> _WHAT NEEDS TO BE DONE_
Begin at the line containing "blunted by |" in the entries below and end at the line containing "- **Change 1"; transcribe that range exactly and nothing outside it.

> _ENTRIES SHOWN_
++++++
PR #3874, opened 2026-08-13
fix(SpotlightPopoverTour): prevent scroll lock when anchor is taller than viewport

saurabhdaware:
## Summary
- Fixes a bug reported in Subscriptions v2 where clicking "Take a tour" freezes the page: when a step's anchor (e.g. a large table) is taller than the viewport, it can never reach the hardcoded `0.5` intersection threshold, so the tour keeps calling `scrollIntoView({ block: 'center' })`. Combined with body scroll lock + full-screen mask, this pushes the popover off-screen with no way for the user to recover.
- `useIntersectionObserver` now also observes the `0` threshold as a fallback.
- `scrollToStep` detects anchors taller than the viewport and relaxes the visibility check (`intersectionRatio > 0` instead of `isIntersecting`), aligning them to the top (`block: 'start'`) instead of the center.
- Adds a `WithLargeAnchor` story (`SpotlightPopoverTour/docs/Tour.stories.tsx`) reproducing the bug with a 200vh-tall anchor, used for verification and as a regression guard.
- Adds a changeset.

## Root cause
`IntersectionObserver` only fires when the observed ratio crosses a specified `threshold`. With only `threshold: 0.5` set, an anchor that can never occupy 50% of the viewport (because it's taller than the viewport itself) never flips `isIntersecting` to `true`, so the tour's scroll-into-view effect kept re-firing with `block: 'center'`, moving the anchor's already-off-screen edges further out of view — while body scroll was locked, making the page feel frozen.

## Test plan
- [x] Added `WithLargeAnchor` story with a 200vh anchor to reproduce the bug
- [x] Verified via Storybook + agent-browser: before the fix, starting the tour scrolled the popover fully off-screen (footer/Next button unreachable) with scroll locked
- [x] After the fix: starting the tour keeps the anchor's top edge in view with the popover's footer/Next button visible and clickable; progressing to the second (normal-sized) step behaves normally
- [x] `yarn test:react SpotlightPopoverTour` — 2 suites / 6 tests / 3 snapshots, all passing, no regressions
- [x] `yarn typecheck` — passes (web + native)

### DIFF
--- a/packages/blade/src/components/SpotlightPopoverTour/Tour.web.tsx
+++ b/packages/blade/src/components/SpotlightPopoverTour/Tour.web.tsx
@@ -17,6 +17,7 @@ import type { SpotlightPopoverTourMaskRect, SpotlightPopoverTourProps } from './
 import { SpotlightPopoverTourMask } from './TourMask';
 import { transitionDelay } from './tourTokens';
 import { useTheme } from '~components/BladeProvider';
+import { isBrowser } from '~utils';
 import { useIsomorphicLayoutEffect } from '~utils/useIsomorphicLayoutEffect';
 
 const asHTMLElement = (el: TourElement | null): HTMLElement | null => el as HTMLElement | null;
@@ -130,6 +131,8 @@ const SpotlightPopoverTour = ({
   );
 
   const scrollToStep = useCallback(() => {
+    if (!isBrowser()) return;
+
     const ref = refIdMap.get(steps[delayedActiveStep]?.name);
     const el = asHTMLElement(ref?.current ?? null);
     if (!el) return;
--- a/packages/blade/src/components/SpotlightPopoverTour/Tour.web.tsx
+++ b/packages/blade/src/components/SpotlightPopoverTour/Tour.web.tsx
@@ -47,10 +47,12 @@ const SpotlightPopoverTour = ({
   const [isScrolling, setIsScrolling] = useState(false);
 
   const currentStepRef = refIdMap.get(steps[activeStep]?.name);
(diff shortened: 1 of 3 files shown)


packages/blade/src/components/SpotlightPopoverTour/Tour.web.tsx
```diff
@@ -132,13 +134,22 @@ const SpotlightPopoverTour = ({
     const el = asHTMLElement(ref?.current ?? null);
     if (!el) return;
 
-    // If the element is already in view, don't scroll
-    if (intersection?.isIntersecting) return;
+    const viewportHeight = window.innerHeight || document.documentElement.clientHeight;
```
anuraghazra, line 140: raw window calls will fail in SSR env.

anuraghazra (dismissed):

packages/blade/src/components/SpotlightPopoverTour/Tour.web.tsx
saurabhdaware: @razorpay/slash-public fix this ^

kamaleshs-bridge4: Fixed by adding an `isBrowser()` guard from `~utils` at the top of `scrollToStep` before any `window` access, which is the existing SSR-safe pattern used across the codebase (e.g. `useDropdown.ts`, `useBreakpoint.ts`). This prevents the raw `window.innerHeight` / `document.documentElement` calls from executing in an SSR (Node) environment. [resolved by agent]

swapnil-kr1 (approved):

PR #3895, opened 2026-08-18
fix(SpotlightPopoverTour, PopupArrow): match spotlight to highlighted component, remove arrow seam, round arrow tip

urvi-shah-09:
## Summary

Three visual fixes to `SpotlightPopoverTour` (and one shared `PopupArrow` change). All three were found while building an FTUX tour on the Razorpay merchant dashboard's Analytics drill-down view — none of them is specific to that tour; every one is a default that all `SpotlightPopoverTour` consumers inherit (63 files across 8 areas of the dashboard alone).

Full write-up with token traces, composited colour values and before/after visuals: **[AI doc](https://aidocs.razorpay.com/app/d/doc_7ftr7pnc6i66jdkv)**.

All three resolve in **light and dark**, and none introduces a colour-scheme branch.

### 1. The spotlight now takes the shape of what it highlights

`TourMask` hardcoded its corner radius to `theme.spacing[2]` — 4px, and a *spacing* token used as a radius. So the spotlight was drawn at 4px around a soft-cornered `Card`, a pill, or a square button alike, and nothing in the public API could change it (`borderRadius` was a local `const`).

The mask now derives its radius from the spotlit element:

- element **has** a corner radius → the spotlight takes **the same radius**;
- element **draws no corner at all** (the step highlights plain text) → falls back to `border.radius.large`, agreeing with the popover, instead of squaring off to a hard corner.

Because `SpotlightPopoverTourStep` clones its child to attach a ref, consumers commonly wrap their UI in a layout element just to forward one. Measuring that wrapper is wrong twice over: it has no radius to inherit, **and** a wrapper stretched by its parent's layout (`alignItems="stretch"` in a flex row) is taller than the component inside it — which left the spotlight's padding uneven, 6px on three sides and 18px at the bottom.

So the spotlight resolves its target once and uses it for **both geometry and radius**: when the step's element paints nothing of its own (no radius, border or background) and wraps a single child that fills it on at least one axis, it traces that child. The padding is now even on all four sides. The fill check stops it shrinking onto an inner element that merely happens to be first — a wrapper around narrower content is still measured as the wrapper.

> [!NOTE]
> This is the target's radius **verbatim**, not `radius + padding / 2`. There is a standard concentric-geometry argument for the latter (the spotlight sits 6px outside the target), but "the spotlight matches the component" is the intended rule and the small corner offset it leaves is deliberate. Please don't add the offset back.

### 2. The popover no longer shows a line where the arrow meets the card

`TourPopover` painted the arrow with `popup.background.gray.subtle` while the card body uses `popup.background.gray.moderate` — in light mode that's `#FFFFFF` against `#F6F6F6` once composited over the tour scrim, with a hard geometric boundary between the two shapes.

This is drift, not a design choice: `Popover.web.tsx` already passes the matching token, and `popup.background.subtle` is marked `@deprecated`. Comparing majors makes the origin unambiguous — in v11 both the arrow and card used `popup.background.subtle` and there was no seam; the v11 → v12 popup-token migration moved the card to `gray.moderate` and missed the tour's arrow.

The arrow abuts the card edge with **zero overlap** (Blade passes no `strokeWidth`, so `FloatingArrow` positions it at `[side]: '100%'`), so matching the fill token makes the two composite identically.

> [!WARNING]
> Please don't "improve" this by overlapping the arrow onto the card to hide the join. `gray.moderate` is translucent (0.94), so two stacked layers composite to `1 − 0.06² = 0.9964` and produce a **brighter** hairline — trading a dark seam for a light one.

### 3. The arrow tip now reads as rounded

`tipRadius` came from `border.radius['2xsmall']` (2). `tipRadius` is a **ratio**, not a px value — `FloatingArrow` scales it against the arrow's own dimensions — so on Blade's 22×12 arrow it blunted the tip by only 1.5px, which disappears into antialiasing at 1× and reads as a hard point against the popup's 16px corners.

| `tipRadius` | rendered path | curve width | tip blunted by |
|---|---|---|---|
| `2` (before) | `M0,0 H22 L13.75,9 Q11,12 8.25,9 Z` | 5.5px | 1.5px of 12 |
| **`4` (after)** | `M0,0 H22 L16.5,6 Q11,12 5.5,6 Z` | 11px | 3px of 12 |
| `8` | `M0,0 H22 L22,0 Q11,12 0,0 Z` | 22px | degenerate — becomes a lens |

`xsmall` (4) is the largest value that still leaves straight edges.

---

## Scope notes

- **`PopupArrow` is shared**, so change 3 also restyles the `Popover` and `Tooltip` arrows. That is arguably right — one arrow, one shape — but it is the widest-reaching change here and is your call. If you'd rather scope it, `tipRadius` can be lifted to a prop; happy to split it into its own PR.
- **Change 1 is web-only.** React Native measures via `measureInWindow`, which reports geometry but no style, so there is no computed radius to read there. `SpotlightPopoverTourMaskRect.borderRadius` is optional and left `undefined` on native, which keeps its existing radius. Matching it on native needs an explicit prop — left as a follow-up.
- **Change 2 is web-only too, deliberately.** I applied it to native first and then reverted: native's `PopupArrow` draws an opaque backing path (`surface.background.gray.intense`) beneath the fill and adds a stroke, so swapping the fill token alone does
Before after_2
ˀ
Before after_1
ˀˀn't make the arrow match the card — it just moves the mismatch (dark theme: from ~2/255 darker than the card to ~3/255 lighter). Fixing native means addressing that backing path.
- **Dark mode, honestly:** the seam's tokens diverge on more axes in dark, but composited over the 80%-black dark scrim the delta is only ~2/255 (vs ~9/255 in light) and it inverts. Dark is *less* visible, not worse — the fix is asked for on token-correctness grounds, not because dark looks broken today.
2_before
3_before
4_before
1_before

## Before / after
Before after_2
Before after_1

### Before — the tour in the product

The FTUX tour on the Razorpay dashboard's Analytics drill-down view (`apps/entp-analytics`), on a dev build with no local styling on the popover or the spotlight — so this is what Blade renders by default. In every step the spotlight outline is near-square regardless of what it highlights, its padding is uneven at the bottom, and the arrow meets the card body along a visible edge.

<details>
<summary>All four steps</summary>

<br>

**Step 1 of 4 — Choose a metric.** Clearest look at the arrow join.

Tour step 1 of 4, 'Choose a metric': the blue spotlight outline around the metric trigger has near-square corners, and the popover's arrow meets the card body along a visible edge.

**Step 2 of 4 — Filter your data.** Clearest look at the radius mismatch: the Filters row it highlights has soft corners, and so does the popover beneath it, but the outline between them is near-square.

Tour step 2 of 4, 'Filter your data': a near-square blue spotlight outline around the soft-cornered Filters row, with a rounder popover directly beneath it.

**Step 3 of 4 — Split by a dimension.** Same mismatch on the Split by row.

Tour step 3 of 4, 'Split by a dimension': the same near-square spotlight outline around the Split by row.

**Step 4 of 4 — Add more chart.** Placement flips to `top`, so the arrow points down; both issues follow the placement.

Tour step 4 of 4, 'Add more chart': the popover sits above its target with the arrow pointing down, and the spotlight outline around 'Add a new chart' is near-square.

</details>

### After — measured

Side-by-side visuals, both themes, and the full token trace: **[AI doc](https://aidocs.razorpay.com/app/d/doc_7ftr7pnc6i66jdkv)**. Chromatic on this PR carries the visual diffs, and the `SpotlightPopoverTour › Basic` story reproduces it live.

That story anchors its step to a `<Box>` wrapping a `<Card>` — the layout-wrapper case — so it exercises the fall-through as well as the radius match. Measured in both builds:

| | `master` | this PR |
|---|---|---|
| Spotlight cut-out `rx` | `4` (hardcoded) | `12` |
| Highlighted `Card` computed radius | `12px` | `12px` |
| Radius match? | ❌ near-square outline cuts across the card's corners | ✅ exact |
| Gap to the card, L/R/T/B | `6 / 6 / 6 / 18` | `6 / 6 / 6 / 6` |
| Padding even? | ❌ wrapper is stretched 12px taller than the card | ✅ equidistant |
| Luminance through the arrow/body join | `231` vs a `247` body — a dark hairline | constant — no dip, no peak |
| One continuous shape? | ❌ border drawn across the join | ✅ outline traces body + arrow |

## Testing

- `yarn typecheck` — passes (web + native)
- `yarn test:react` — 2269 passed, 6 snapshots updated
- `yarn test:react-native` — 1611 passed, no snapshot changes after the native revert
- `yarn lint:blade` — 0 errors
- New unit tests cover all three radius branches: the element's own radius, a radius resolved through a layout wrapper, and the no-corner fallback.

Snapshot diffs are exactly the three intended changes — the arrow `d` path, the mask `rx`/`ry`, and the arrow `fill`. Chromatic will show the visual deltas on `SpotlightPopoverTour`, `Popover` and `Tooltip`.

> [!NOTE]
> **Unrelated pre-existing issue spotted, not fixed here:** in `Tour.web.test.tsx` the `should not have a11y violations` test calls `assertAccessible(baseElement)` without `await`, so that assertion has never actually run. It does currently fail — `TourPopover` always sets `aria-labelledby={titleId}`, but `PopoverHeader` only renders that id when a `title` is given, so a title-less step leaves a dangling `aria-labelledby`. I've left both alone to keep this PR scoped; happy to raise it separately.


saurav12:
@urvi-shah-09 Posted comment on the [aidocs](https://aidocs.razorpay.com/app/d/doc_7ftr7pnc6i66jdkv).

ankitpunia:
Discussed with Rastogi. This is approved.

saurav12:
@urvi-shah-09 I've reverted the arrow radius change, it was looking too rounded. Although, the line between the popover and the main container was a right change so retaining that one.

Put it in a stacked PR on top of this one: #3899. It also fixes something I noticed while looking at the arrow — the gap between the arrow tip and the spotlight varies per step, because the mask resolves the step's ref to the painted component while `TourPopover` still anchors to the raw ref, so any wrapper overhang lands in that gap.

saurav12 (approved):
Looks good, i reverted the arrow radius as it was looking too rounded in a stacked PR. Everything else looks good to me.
++++++
> _ANSWER FOR THIS EXERCISE_
| `tipRadius` | rendered path | curve width | tip blunted by |
|---|---|---|---|
| `2` (before) | `M0,0 H22 L13.75,9 Q11,12 8.25,9 Z` | 5.5px | 1.5px of 12 |
| **`4` (after)** | `M0,0 H22 L16.5,6 Q11,12 5.5,6 Z` | 11px | 3px of 12 |
| `8` | `M0,0 H22 L22,0 Q11,12 0,0 Z` | 22px | degenerate — becomes a lens |

`xsmall` (4) is the largest value that still leaves straight edges.

---

## Scope notes

- **`PopupArrow` is shared**, so change 3 also restyles the `Popover` and `Tooltip` arrows. That is arguably right — one arrow, one shape — but it is the widest-reaching change here and is your call. If you'd rather scope it, `tipRadius` can be lifted to a prop; happy to split it into its own PR.
- **Change 1 is web-only.** React Native measures via `measureInWindow`, which reports geometry but no style, so there is no computed radius to read there. `SpotlightPopoverTourMaskRect.borderRadius` is optional and left `undefined` on native, which keeps its existing radius. Matching it on native needs an explicit prop — left as a follow-up.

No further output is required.